Records shown: Begin

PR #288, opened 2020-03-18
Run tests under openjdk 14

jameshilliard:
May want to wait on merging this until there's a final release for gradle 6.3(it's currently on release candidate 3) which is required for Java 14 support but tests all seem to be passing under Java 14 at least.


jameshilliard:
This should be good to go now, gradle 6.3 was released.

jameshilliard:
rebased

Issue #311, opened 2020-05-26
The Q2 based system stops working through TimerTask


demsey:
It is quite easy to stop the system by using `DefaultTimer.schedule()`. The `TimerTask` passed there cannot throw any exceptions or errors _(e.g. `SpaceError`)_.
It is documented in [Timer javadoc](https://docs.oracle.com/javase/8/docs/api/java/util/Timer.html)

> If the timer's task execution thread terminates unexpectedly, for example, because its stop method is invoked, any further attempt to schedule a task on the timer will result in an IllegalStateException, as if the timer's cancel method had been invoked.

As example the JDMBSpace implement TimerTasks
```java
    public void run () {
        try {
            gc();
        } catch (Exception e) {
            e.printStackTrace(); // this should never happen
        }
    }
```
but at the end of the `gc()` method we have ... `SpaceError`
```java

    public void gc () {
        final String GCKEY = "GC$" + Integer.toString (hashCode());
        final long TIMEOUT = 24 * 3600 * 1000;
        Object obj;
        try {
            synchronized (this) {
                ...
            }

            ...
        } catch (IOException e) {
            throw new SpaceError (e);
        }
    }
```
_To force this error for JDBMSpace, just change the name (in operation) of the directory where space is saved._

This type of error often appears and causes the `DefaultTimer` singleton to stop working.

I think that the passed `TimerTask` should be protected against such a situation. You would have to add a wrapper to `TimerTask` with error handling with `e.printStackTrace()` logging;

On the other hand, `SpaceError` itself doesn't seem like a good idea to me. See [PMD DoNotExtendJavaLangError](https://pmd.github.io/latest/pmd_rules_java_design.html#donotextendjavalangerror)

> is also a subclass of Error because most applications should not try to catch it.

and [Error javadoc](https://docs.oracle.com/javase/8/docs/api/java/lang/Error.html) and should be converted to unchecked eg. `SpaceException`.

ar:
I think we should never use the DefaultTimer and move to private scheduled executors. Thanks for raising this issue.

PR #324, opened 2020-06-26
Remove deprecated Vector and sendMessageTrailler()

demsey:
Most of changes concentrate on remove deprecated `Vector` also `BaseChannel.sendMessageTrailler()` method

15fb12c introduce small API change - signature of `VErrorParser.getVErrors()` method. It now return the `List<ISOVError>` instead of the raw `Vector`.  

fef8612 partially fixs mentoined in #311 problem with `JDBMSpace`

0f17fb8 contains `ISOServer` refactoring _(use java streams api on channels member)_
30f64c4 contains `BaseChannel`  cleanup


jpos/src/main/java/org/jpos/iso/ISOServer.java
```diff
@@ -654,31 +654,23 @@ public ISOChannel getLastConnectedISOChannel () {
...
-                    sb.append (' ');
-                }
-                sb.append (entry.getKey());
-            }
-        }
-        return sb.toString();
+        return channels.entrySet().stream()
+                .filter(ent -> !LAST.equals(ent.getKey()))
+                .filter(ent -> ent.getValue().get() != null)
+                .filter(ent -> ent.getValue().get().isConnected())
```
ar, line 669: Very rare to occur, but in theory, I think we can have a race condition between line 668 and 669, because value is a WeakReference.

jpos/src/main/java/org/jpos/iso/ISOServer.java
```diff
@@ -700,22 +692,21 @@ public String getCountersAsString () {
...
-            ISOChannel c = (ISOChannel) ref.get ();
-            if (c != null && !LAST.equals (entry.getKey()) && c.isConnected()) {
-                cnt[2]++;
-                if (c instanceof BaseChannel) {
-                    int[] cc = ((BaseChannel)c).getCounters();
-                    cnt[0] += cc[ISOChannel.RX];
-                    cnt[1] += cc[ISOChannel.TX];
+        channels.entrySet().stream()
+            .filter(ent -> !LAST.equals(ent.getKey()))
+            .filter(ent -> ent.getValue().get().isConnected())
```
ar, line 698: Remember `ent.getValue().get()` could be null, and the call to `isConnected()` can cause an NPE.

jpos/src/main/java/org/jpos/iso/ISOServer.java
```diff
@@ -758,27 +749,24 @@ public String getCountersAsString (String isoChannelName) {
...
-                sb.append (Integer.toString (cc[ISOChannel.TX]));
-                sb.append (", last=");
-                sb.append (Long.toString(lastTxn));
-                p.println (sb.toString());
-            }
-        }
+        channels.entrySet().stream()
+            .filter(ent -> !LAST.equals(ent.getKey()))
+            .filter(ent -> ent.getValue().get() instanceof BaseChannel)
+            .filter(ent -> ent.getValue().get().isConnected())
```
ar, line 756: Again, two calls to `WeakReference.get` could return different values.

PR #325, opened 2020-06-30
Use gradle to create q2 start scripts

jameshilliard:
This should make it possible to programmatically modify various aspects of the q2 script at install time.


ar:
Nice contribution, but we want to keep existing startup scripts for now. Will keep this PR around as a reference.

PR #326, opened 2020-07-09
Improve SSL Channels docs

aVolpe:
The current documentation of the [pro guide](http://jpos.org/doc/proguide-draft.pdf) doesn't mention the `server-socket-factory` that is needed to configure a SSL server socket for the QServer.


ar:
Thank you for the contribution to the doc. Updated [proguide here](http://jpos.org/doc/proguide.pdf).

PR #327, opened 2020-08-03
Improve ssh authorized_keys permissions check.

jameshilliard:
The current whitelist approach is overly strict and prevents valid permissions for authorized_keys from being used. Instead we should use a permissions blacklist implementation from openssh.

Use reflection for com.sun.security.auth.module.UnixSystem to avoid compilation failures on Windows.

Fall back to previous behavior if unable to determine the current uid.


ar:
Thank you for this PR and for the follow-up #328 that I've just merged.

Records shown: End

*Exercise directions*
Output the records verbatim, from the first line to the last.

*Solution below*
PR #288, opened 2020-03-18
Run tests under openjdk 14

jameshilliard:
May want to wait on merging this until there's a final release for gradle 6.3(it's currently on release candidate 3) which is required for Java 14 support but tests all seem to be passing under Java 14 at least.


jameshilliard:
This should be good to go now, gradle 6.3 was released.

jameshilliard:
rebased

Issue #311, opened 2020-05-26
The Q2 based system stops working through TimerTask


demsey:
It is quite easy to stop the system by using `DefaultTimer.schedule()`. The `TimerTask` passed there cannot throw any exceptions or errors _(e.g. `SpaceError`)_.
It is documented in [Timer javadoc](https://docs.oracle.com/javase/8/docs/api/java/util/Timer.html)

> If the timer's task execution thread terminates unexpectedly, for example, because its stop method is invoked, any further attempt to schedule a task on the timer will result in an IllegalStateException, as if the timer's cancel method had been invoked.

As example the JDMBSpace implement TimerTasks
```java
    public void run () {
        try {
            gc();
        } catch (Exception e) {
            e.printStackTrace(); // this should never happen
        }
    }
```
but at the end of the `gc()` method we have ... `SpaceError`
```java

    public void gc () {
        final String GCKEY = "GC$" + Integer.toString (hashCode());
        final long TIMEOUT = 24 * 3600 * 1000;
        Object obj;
        try {
            synchronized (this) {
                ...
            }

            ...
        } catch (IOException e) {
            throw new SpaceError (e);
        }
    }
```
_To force this error for JDBMSpace, just change the name (in operation) of the directory where space is saved._

This type of error often appears and causes the `DefaultTimer` singleton to stop working.

I think that the passed `TimerTask` should be protected against such a situation. You would have to add a wrapper to `TimerTask` with error handling with `e.printStackTrace()` logging;

On the other hand, `SpaceError` itself doesn't seem like a good idea to me. See [PMD DoNotExtendJavaLangError](https://pmd.github.io/latest/pmd_rules_java_design.html#donotextendjavalangerror)

> is also a subclass of Error because most applications should not try to catch it.

and [Error javadoc](https://docs.oracle.com/javase/8/docs/api/java/lang/Error.html) and should be converted to unchecked eg. `SpaceException`.

ar:
I think we should never use the DefaultTimer and move to private scheduled executors. Thanks for raising this issue.

PR #324, opened 2020-06-26
Remove deprecated Vector and sendMessageTrailler()

demsey:
Most of changes concentrate on remove deprecated `Vector` also `BaseChannel.sendMessageTrailler()` method

15fb12c introduce small API change - signature of `VErrorParser.getVErrors()` method. It now return the `List<ISOVError>` instead of the raw `Vector`.  

fef8612 partially fixs mentoined in #311 problem with `JDBMSpace`

0f17fb8 contains `ISOServer` refactoring _(use java streams api on channels member)_
30f64c4 contains `BaseChannel`  cleanup


jpos/src/main/java/org/jpos/iso/ISOServer.java
```diff
@@ -654,31 +654,23 @@ public ISOChannel getLastConnectedISOChannel () {
...
-                    sb.append (' ');
-                }
-                sb.append (entry.getKey());
-            }
-        }
-        return sb.toString();
+        return channels.entrySet().stream()
+                .filter(ent -> !LAST.equals(ent.getKey()))
+                .filter(ent -> ent.getValue().get() != null)
+                .filter(ent -> ent.getValue().get().isConnected())
```
ar, line 669: Very rare to occur, but in theory, I think we can have a race condition between line 668 and 669, because value is a WeakReference.

jpos/src/main/java/org/jpos/iso/ISOServer.java
```diff
@@ -700,22 +692,21 @@ public String getCountersAsString () {
...
-            ISOChannel c = (ISOChannel) ref.get ();
-            if (c != null && !LAST.equals (entry.getKey()) && c.isConnected()) {
-                cnt[2]++;
-                if (c instanceof BaseChannel) {
-                    int[] cc = ((BaseChannel)c).getCounters();
-                    cnt[0] += cc[ISOChannel.RX];
-                    cnt[1] += cc[ISOChannel.TX];
+        channels.entrySet().stream()
+            .filter(ent -> !LAST.equals(ent.getKey()))
+            .filter(ent -> ent.getValue().get().isConnected())
```
ar, line 698: Remember `ent.getValue().get()` could be null, and the call to `isConnected()` can cause an NPE.

jpos/src/main/java/org/jpos/iso/ISOServer.java
```diff
@@ -758,27 +749,24 @@ public String getCountersAsString (String isoChannelName) {
...
-                sb.append (Integer.toString (cc[ISOChannel.TX]));
-                sb.append (", last=");
-                sb.append (Long.toString(lastTxn));
-                p.println (sb.toString());
-            }
-        }
+        channels.entrySet().stream()
+            .filter(ent -> !LAST.equals(ent.getKey()))
+            .filter(ent -> ent.getValue().get() instanceof BaseChannel)
+            .filter(ent -> ent.getValue().get().isConnected())
```
ar, line 756: Again, two calls to `WeakReference.get` could return different values.

PR #325, opened 2020-06-30
Use gradle to create q2 start scripts

jameshilliard:
This should make it possible to programmatically modify various aspects of the q2 script at install time.


ar:
Nice contribution, but we want to keep existing startup scripts for now. Will keep this PR around as a reference.

PR #326, opened 2020-07-09
Improve SSL Channels docs

aVolpe:
The current documentation of the [pro guide](http://jpos.org/doc/proguide-draft.pdf) doesn't mention the `server-socket-factory` that is needed to configure a SSL server socket for the QServer.


ar:
Thank you for the contribution to the doc. Updated [proguide here](http://jpos.org/doc/proguide.pdf).

PR #327, opened 2020-08-03
Improve ssh authorized_keys permissions check.

jameshilliard:
The current whitelist approach is overly strict and prevents valid permissions for authorized_keys from being used. Instead we should use a permissions blacklist implementation from openssh.

Use reflection for com.sun.security.auth.module.UnixSystem to avoid compilation failures on Windows.

Fall back to previous behavior if unable to determine the current uid.


ar:
Thank you for this PR and for the follow-up #328 that I've just merged.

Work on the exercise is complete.